- **Data for review**
# # # # #

PR #5559, opened 2026-06-08
feat: Add option to set the propagator max step in Geant4 if needed

pbutti:
This PR adds the possibility to specify the maximum length for the Geant4 propagator stepper. 
By default is set to `inf` which means it will just to use Geant4 default (100m), so no change is expected when keeping the configuration as is. 

The reason to tune the length of the stepper is to avoid Geant4 to evaluate the field outside the passed magnetic field map during Step0. To my understanding during step0 G4 might just try to check what possible intersections to a certain volume a particle might have so in the condition of a volume that over-extend the magnetic field map it might be that we see several ERRORs from retrieving the B Field in the wrong point. This happens, for example, for ALICE3 current detector layout, where the beampipe is very long in z and over-extend the bfield map and causes BField retrieval errors for high-eta particles. I'm attaching a log.

```
*********************************************************************************************************
* G4Track Information:   Particle = pi+,   Track ID = 1,   Parent ID = 0
*********************************************************************************************************

Step#    X(mm)    Y(mm)    Z(mm) KinE(MeV)  dE(MeV) StepLeng TrackLeng  NextVolume ProcName
    0 0.000266 3.81e-06 -4.1e-05  6.68e+03        0        0         0 av_140_impr_2_A3IP_VACUUM_pv_95 initStep
17:34:51    MagneticFiel   INFO      PF:: Field evaluated at 0.000265938 3.80627e-06 -4.10313e-05
17:34:51    MagneticFiel   ERROR     PF:: Field evaluated at -1852.72 -93.5001 12511.9
17:34:51    MagneticFiel   ERROR     Field lookup error: MagneticFieldError:1 at -1852.72,-93.5001,12511.9
17:34:51    MagneticFiel   ERROR     PF:: Field evaluated at -2867.47 2152.43 18583.7
17:34:51    MagneticFiel   ERROR     Field lookup error: MagneticFieldError:1 at -2867.47,2152.43,18583.7
17:34:51    MagneticFiel   ERROR     PF:: Field evaluated at -6575.85 -24680.1 52686.9
17:34:51    MagneticFiel   ERROR     Field lookup error: MagneticFieldError:1 at -6575.85,-24680.1,52686.9
17:34:51    MagneticFiel   ERROR     PF:: Field evaluated at -5434.25 -92119.1 67926.6
17:34:51    MagneticFiel   ERROR     Field lookup error: MagneticFieldError:1 at -5434.25,-92119.1,67926.6
17:34:51    MagneticFiel   ERROR     PF:: Field evaluated at -7367.55 -80713.3 77071.4
17:34:51    MagneticFiel   ERROR     Field lookup error: MagneticFieldError:1 at -7367.55,-80713.3,77071.4
17:34:51    MagneticFiel   ERROR     PF:: Field evaluated at -9863.07 15729.9 61090.3
17:34:51    MagneticFiel   ERROR     Field lookup error: MagneticFieldError:1 at -9863.07,15729.9,61090.3
17:34:51    MagneticFiel   INFO      PF:: Field evaluated at -11.0633 -0.558332 74.7147
17:34:51    MagneticFiel   INFO      PF:: Field evaluated at -16.5992 -0.754711 112.072
17:34:51    MagneticFiel   INFO      PF:: Field evaluated at -44.2738 -1.64401 298.859
17:34:51    MagneticFiel   INFO      PF:: Field evaluated at -49.1866 -1.75311 332.067
17:34:51    MagneticFiel   INFO      PF:: Field evaluated at -55.3407 -1.87018 373.575
17:34:51    MagneticFiel   INFO      PF:: Field evaluated at -55.3535 -1.87146 373.573
17:34:51    MagneticFiel   INFO      PF:: Field evaluated at 0.000265938 3.80627e-06 -4.10313e-05
17:34:51    MagneticFiel   INFO      PF:: Field evaluated at -0.958611 -0.0483873 6.4755
17:34:51    MagneticFiel   INFO      PF:: Field evaluated at -1.43808 -0.0719609 9.71326
17:34:51    MagneticFiel   INFO      PF:: Field evaluated at -3.83546 -0.189138 25.9021
17:34:51    MagneticFiel   INFO      PF:: Field evaluated at -4.26167 -0.209607 28.7801
17:34:51    MagneticFiel   INFO      PF:: Field evaluated at -4.79445 -0.235041 32.3776
17:34:51    MagneticFiel   INFO      PF:: Field evaluated at -4.79446 -0.235041 32.3776
17:34:51    MagneticFiel   INFO      PF:: Field evaluated at 0.000265938 3.80627e-06 -4.10313e-05
17:34:51    MagneticFiel   INFO      PF:: Field evaluated at -0.958567 -0.048385 6.4752
17:34:51    MagneticFiel   INFO      PF:: Field evaluated at -1.43802 -0.0719576 9.71282
17:34:51    MagneticFiel   INFO      PF:: Field evaluated at -3.83528 -0.189129 25.9009
17:34:51    MagneticFiel   INFO      PF:: Field evaluated at -4.26148 -0.209598 28.7788
17:34:51    MagneticFiel   INFO      PF:: Field evaluated at -4.79423 -0.23503 32.3762
17:34:51    MagneticFiel   INFO      PF:: Field evaluated at -4.79424 -0.235031 32.3762
    1    -4.79   -0.235     32.4  6.68e+03 5.63e-11     32.7      32.7 av_140_impr_2_VD_InnerWallCyl_pv_0 Transportation
17:34:51    Geant4Simula   VERBOSE   Check whether volume av_140_impr_2_A3IP_VACUUM_pv_95 is sensitive
```

The error only happens in a specific, probably too big, volume (beampipe) in this case.  The ERRORs do not impact the actual propagation as Geant4 then is able to properly propagate the particle and produce sensible results.
There are few ways to "silence / fix" the error.
- Change the geometry specifications in the .gdml for Geant4 => but might be complicated due to unions, recursive volume references etc etc
- Cap the  propagator extrapolator step to avoid having G4 to evaluate un-physical intersections => easy to transfer to different geometries and can be kept as G4 default.
- Silence the error => my least favourite as I find the ERROR useful to understand problems. 

This PR adds the option to cap the propagator if wanted. After setting it to 500mm:
```
*********************************************************************************************************
* G4Track Information:   Particle = pi+,   Track ID = 1,   Parent ID = 0
*********************************************************************************************************

Step#    X(mm)    Y(mm)    Z(mm) KinE(MeV)  dE(MeV) StepLeng TrackLeng  NextVolume ProcName
    0 0.000266 3.81e-06 -4.1e-05  6.68e+03        0        0         0 av_140_impr_2_A3IP_VACUUM_pv_95 initStep
    1    -4.79   -0.235     32.4  6.68e+03 5.63e-11     32.7      32.7 av_140_impr_2_VD_InnerWallCyl_pv_0 Transportation
11:59:49    Geant4Simula   VERBOSE   Check whether volume av_140_impr_2_A3IP_VACUUM_pv_95 is sensitive
    2    -4.99   -0.244     33.7  6.68e+03    0.457     1.36      34.1 av_140_impr_2_A3IP_VACUUM_pv_95 Transportation
```

--- END COMMIT MESSAGE ---

@altsybee


Examples/Algorithms/Geant4/src/Geant4Simulation.cpp
```diff
@@ -303,6 +305,30 @@ Geant4Simulation::Geant4Simulation(const Config& cfg,
 
 Geant4Simulation::~Geant4Simulation() = default;
 
+ProcessCode Geant4Simulation::initialize() {
+  auto ret = Geant4SimulationBase::initialize();
+  if (ret != ProcessCode::SUCCESS) {
+    return ret;
+  }
```
andiwand: looks like this could be done in `Geant4SimulationBase::initialize`

Examples/Algorithms/Geant4/src/Geant4Simulation.cpp
```diff
@@ -303,6 +305,30 @@ Geant4Simulation::Geant4Simulation(const Config& cfg,
...
+  if (std::isfinite(m_cfg.propagatorLargestAcceptableStep)) {
+    ACTS_LOG_WITH_LOGGER(
+        this->logger(), Acts::Logging::INFO,
+        "Setting Largest Acceptable Step for in-field propagator to "
+            << m_cfg.propagatorLargestAcceptableStep << " mm.");
+    G4PropagatorInField* propagator =
+        G4TransportationManager::GetTransportationManager()
+            ->GetPropagatorInField();
+    propagator->SetLargestAcceptableStep(m_cfg.propagatorLargestAcceptableStep *
+                                         Acts::UnitConstants::mm);
```
andiwand: is there only a singleton interface to this? in the past I tried to avoid relying on that and encapsulate these things into `Geant4Manager` and `Geant4Handle`

andiwand (commented):
other things we did in the past is cutting generated particles and filter these ones out. apart from that one could just define the magnetic field outside the detector. the kill volume would then handle it after the successful step. but having the step length adjustable is also generally good

Examples/Algorithms/Geant4/src/Geant4Simulation.cpp
pbutti: Happy to move it in Geant4SimulationBase if you prefer. 

- Cutting Generated particles doesn't help in this case: this happens for a pion with 6.7 GeV and |eta| < 3 so in principle in a reasonable acceptance. 
- For the magnetic field I thought about returning 0 outside the map. Do you think I could add that? But I still like the ERROR as it is quite informative
- The kill Volume doesn't handle the case where the BField interpolation is out of bounds in the step0 because the particle is not propagated yet and doesn't cross a boundary. 
- The step length adjustable is the first thing (among few tries) that I found it's working.

Examples/Algorithms/Geant4/src/Geant4Simulation.cpp
pbutti: As far as I understand the propagator is available for grab after `runManager.initialize()`, so I think this is a way to get it. 

If you have a better design suggestion, I'm happy to follow it.

Examples/Algorithms/Geant4/src/Geant4Simulation.cpp
andiwand: I think it would fit better in the base. but let me check alternative APIs first

- if the particle is $|\eta| < 3$ it still sounds like a geometry / navigation issue?
- one can just decorate the magnetic field provider to have a default value. to me personal the error has no benefit, it usually only pops up if something unrelated broke and labels it as "error" even though nothing bad would happen downstream. the particle would get trashed by G4 or by one of our kill actions.

Examples/Algorithms/Geant4/src/Geant4Simulation.cpp
andiwand: looks like what you propose is the best option G4 has to offer. other things rather couple to the geometry or to the particle interaction list.

I think I would lean to rather putting this before the sim is actually executed. it will be set every event then but should ensure nobody else gets a chance to sneak in a different value than we selected

Examples/Algorithms/Geant4/src/Geant4Simulation.cpp
pbutti: - Yes I think that it’s due to the current ALICE3 TGeo description that uses volumes that are too big wrt the field map. I think this error only pops in ACTS because we use our magnetic field provider
- I Don’t see this in ODD, which makes me think that things are specific to ALICE3 geometry and not a general problem. I could add to the failed retrieval a return of a 0 field.

Examples/Algorithms/Geant4/src/Geant4Simulation.cpp
pbutti: Where do you suggest you put it? 
this still gets set before every event since we only instantiate one manager no? 

Also it’s in the initialise method which is only called once. Maybe I’m not understanding the details of your suggestion :)

Examples/Algorithms/Geant4/src/Geant4Simulation.cpp
pbutti: Moved in Geant4SimulationBase::execute

Examples/Algorithms/Geant4/src/Geant4Simulation.cpp
pbutti: Moved in Geant4SimulationBase::execute

Examples/Algorithms/Geant4/src/Geant4Simulation.cpp
```diff
@@ -109,6 +111,17 @@ ProcessCode Geant4SimulationBase::execute(const AlgorithmContext& ctx) const {
...
 
+  // If requested cap the max propagator in field to avoid initial stepping
+  // errors in case volumes are larger than field map
+
+  if (std::isfinite(config().propagatorLargestAcceptableStep)) {
+    G4PropagatorInField* propagator =
+        G4TransportationManager::GetTransportationManager()
+            ->GetPropagatorInField();
+    propagator->SetLargestAcceptableStep(
+        config().propagatorLargestAcceptableStep * Acts::UnitConstants::mm);
```
andiwand:
```suggestion
        config().propagatorLargestAcceptableStep / Acts::UnitConstants::mm * CLHEP::mm);
```
Convert from ACTS `mm` to G4 `mm` requires dividing with `Acts::UnitConstants::mm` and then multiplying with `CLHEP::mm`. that said I think in both cases `mm = 1` so it will not make a difference but would be good to be changed for overall correctness

pbutti: Nice catch.

andiwand (dismissed):

andiwand (approved):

# # # # #

- **Task prompt**
Return each line exactly, beginning at the start of the material above and ending at the line that includes "By default is", with both of those kept.

- **Reply to the exercise**
PR #5559, opened 2026-06-08
feat: Add option to set the propagator max step in Geant4 if needed

pbutti:
This PR adds the possibility to specify the maximum length for the Geant4 propagator stepper. 
By default is set to `inf` which means it will just to use Geant4 default (100m), so no change is expected when keeping the configuration as is. 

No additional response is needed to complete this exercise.